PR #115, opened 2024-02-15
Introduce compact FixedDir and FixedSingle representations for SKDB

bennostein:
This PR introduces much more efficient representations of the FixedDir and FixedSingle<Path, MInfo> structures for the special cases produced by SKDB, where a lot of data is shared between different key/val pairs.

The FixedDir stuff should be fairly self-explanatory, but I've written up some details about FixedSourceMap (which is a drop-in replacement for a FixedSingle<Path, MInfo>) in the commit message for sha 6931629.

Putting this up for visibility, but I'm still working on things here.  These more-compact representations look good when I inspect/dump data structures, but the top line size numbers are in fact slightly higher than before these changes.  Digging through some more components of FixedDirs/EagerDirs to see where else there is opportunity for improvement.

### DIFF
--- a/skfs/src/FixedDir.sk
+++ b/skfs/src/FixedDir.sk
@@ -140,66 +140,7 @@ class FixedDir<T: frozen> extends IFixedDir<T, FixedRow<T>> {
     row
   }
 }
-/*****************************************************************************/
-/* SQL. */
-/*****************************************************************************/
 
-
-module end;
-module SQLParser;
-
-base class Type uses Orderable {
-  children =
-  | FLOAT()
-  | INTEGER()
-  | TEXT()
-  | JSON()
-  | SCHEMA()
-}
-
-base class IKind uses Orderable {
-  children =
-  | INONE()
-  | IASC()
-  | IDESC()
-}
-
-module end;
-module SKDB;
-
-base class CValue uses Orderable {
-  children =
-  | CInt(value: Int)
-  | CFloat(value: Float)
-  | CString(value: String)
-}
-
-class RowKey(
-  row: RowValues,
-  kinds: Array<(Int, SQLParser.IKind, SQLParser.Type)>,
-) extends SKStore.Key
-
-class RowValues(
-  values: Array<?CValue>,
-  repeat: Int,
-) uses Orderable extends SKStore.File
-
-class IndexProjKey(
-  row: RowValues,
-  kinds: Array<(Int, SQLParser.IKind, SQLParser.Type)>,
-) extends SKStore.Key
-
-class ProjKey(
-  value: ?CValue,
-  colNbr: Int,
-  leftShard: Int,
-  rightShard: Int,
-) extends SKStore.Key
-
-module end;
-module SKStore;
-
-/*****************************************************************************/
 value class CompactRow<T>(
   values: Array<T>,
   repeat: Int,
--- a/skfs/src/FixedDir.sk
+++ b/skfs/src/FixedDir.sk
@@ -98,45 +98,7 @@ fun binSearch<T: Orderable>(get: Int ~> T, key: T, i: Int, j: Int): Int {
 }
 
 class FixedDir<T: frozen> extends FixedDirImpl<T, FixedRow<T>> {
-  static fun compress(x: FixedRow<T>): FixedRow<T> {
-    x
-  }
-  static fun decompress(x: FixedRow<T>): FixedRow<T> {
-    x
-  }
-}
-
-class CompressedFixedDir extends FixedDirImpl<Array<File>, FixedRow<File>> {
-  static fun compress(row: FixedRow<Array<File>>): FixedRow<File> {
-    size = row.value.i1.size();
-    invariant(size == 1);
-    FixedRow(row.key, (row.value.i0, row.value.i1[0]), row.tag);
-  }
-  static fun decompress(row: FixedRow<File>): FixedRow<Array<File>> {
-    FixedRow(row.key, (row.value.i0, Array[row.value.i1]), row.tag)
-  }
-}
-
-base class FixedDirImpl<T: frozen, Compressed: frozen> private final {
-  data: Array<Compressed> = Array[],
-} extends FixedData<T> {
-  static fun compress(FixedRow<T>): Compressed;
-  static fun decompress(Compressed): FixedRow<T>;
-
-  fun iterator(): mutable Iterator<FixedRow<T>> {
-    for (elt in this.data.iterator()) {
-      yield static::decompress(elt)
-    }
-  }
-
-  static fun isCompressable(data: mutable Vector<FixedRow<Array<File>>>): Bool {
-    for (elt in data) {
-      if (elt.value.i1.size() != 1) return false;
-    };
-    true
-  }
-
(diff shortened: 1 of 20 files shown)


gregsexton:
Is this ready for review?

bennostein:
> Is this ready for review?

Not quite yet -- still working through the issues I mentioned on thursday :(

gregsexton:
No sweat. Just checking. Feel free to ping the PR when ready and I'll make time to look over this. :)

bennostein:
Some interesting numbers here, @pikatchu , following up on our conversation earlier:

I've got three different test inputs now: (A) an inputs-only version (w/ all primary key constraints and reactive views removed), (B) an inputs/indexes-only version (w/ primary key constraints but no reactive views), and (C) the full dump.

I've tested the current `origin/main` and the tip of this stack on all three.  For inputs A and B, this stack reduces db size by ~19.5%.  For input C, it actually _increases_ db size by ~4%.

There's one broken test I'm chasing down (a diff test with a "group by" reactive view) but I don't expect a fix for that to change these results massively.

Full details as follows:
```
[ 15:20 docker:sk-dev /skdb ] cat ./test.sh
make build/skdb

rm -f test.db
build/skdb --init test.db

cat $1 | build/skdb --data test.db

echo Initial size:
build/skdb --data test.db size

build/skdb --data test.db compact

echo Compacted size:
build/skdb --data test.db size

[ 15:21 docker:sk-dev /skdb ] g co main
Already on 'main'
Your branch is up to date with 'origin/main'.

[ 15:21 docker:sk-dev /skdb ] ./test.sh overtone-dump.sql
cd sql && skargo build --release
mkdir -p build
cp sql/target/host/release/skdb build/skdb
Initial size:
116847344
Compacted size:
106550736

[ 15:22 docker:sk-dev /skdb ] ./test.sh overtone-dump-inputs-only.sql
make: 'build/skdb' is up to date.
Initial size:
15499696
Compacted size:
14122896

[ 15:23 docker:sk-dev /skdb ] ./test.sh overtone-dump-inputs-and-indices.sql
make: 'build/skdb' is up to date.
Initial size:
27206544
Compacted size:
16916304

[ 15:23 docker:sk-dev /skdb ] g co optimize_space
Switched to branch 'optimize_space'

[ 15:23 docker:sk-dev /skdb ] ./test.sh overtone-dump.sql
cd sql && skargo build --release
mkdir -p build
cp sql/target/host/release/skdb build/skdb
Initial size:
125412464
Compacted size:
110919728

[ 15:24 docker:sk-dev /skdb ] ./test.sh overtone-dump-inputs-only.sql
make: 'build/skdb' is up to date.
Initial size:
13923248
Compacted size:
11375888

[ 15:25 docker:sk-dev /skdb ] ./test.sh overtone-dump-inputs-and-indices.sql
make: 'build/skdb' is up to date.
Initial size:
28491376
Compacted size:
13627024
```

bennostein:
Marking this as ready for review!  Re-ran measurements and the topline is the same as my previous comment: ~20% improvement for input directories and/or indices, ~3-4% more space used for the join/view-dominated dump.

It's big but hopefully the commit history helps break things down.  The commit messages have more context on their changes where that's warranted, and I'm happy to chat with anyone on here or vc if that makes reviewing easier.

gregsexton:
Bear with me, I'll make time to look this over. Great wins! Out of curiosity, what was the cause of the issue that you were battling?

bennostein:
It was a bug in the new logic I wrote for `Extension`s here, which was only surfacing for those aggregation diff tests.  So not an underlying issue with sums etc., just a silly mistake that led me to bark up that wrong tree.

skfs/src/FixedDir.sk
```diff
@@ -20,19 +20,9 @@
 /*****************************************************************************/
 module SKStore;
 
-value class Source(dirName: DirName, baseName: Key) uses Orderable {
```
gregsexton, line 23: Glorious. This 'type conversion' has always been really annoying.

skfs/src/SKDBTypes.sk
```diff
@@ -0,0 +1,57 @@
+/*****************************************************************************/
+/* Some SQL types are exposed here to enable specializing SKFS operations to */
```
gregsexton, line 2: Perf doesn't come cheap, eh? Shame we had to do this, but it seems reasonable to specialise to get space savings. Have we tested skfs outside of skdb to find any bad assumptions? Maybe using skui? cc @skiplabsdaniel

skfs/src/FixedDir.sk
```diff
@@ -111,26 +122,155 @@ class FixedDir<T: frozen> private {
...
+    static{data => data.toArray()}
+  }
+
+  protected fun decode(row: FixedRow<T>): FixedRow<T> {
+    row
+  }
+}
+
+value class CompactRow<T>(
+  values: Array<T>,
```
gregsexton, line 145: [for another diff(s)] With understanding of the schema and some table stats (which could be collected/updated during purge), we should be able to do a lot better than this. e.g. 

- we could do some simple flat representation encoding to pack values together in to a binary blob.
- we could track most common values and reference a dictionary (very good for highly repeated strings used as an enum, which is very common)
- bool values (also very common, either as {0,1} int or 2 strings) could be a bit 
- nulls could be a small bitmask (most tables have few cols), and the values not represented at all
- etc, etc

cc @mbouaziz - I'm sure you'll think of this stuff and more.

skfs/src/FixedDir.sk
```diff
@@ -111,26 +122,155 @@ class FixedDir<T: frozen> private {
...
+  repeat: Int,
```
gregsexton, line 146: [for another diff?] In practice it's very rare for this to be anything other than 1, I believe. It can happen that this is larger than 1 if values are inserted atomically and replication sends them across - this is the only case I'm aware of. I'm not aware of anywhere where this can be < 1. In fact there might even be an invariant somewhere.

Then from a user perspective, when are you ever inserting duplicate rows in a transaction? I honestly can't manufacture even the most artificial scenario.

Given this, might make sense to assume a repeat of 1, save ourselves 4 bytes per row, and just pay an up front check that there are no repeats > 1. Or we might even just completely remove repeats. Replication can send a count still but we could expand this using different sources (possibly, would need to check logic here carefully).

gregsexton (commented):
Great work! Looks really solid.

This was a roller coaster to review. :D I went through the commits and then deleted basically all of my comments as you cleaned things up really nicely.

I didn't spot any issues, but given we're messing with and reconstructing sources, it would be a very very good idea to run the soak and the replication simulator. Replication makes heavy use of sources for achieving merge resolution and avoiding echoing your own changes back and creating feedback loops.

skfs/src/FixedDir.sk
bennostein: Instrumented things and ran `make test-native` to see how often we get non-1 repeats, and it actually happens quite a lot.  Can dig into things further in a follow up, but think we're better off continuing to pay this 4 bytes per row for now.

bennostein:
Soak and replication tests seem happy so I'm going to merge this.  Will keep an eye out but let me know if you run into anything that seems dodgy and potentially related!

-=-=-

▶ **WORK ITEM**: Which lines in the data above hold the string "really"? Show each one.

▶ **OUTPUT OF THE TASK**:
gregsexton, line 23: Glorious. This 'type conversion' has always been really annoying.
Great work! Looks really solid.
This was a roller coaster to review. :D I went through the commits and then deleted basically all of my comments as you cleaned things up really nicely.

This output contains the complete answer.